Jonatan Nordenstam - Voce
Joakim Rosén - Chitarra
Niklas Sundin - Chitarra
Jonnie Tell - Basso
Joel Lindell - Batteria
1. Parasite
2. Clothing for the dead
3. Revolution at hand
4. Imposters
5. Black void remembrance
6. Repulsive
7. The scum of us all
8. Y.M.B.
9. Warbitrary
10. Facing earth
March Of The Parasite
Quello che ci si presenta tra le mani una volta inserito nel nostro lettore March Of The Parasite dei death-grinders svedesi Laethora, altro non è che l'ennesimo esempio di "spin off" di membri appartenenti ad altre ben più famose band, esperimento che spesso porta a risultati ammirevoli, ma, con la stessa frequenza, anche a deprecabili uscite discografiche.

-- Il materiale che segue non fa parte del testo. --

PR #218, opened 2024-05-07
Run tests on a new queue

yob:
We're starting to test a new queue, and I'm looking for projects to experiment with. These new agents are quite different, but have docker and bash so I expect things should Just Work.

If there's any surprises, we can safely revert.

The new agents aren't authenticated to ECR, so I've switched to loading ruby docker images from the public ECR gallery. That's our preferred style these days anyway - agents that are authenticated to ECR will transparently use ECR as a cache. We don't need to explicitly use ECR images.

### DIFF
--- a/buildkite.yaml
+++ b/buildkite.yaml
@@ -1,3 +1,6 @@
+agents:
+  queue: hosted
+
 steps:
   - label: ":rspec: Tests :ruby: 3.3-rc"
     command:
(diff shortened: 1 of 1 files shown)


niceking:
Happy for you to experiment, although we don't do a huge number of builds on this pipeline 😅
Screenshot 2024-05-07 at 12 33 06 PM
I guess that means its low risk - but also might not provide a lot of validation, other than your existing branch? But I'm fine with that if you're fine with that 🤷‍♀️

niceking (approved):
Read your comment in slack about it not being high volume 😂

yob:
I agree this isn't going to provide a lot of ongoing signal, but even just opening the branch and seeing that yet another pipeline works on the new queue with no changes is great intel. Having come this far, may as well make the new queue the default and maybe we'll get a bit of extra data at some point ❤️

PR #220, opened 2024-05-14
Add configurable span filters.

catkins:
When using the collector, sometimes there can many uninteresting spans in the trace from things like selenium or other framework noise. This adds a seam to allow users to have control of filtering out uninteresting trace spans.

## Usage

```rb
ignore_selenium_requests = ->(span) do
  return true unless span[:section] == "http"

  !span.dig(:detail, :url) =~ /^http://selenium:4444//
end

Buildkite::TestCollector.configure(hook: :rspec)
Buildkite::TestCollector.span_filters << ignore_selenium_requests
```

This doesn't need to be a lambda, any `#call`-able will work, as long as it returns a truthy value from the callback when we want to retain the span.

Multiple `span_filters` can be provided, and as long they _all_ return a truthy value, then the span will be retained, this allows composing multiple filters together.

This would be a public interface to the library, so I'm happy to workshop the naming/semantics.

### DIFF
--- a/lib/buildkite/test_collector.rb
+++ b/lib/buildkite/test_collector.rb
@@ -39,12 +39,14 @@ module Buildkite
       attr_accessor :env
       attr_accessor :batch_size
       attr_accessor :trace_min_duration
+      attr_accessor :trace_ignore_span
     end
 
-    def self.configure(hook:, token: nil, url: nil, tracing_enabled: true, artifact_path: nil, env: {})
+    def self.configure(hook:, token: nil, url: nil, tracing_enabled: true, trace_ignore_span: nil, artifact_path: nil, env: {})
       self.api_token = (token || ENV["BUILDKITE_ANALYTICS_TOKEN"])&.strip
       self.url = url || DEFAULT_URL
       self.tracing_enabled = tracing_enabled
+      self.trace_ignore_span = trace_ignore_span || ->(span) { false }
       self.artifact_path = artifact_path
       self.env = env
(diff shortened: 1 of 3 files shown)


wooly:
My gut says that the use of the word 'filter' in the option is throwing me since I'm associating it with Array#Filter, which I think has the opposite semantics of this: 'keep the stuff for which the block returns true'. I know that it's inverted internally but it just feels ever so slightly off.

What if the option was just `span_filter` and it filtered out everything that returned false?

catkins:
Yeah that's what I started with too actually and I went back and forth a bit. 

Perhaps I'll make a more interesting filter that rejects a few other types of span to see how that would look.

catkins:
It would be great if there was a block form of `Buildkite::TestCollector.configure` similar to how rspec or vcr get setup

```rb
Buildkite::TestCollector.configure(hook: :rspec do |config|
  config.span_filter = ->(span) do
    # ... filtering things
  end
end

```

wooly:
Yeah that feels like a much more expressive API for sure.

catkins:
I shuffled things around slightly to be composable, and re-expressed the minimum duration filtering @pda added in #215 to use the new construct.

I also updated the PR description to show the new syntax.

wooly:
Looks neat!

zhming0 (approved):
I want this!! 🤩

catkins:
@zhming0 fancy taking over the PR? I haven't had my head in the TA space just at the moment, and it could be good for you to have a play with doing a collector release

PR #223, opened 2024-09-16
Handle http response errors during upoad.

zhming0:
part of PIE-2813

Fix uploader so it will throw a runtime error if backend does not return 2xx. 
This will result in a log message if any upload fails.

Note it will not fail a build if the upload fails.

### DIFF
--- a/lib/buildkite/test_collector/http_client.rb
+++ b/lib/buildkite/test_collector/http_client.rb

In questo particolare caso, a far coppia sono stati Niklas Sundin, noto chitarrista degli altrettanto noti Dark Tranquillity, e mezzi The Provenance, altra band svedese dedita ad un metal alternativo e un pò lontano dei canoni espressi in questo disco. E' evidente la voglia di entrambe le parti di dare sfogo alla propria vena creativa più estrema, mettendo insieme dieci tracce di un grind fortemente sporcato dal death di matrice americana (ma effettivamente i due termini sono interscambiabili), che esprime appieno l'identità svedese dei musicisti.
Quindi molto spazio a soluzioni old-school che richiamano gli ultimi Napalm Death, soprattutto nella ricerca di composizioni atmosferiche e ricche di disarmonie come The Scum Of Us All o la conclusiva Facing Earth, canzoni lente e granitiche, quasi doom addirittura, che pesano sull'ascoltatore come macigni. Ma è soprattutto l'elemento che da sempre contraddistingue il grind nato in Svezia a dominare su tutto: il gusto per sonorità apocalittiche (ambito dove i Nasum hanno fatto storia) incontra una marcata predilizione per l'epicità tipicamente morbidangelliana, come dimostrano la perfetta opener Parasite e Revolution At Hand (quest'ultima fortemente influenzata dallo stile della band di Tampa). Il resto del disco si muove all'interno del più classico universo death e grind, con qualche richiamo melodico, una buona prova del cantante Jonatan Nordenstam, molto simile a Barney dei già citati Napalm Death, un velocità media elevata e tracce che si fanno ascoltare senza problemi.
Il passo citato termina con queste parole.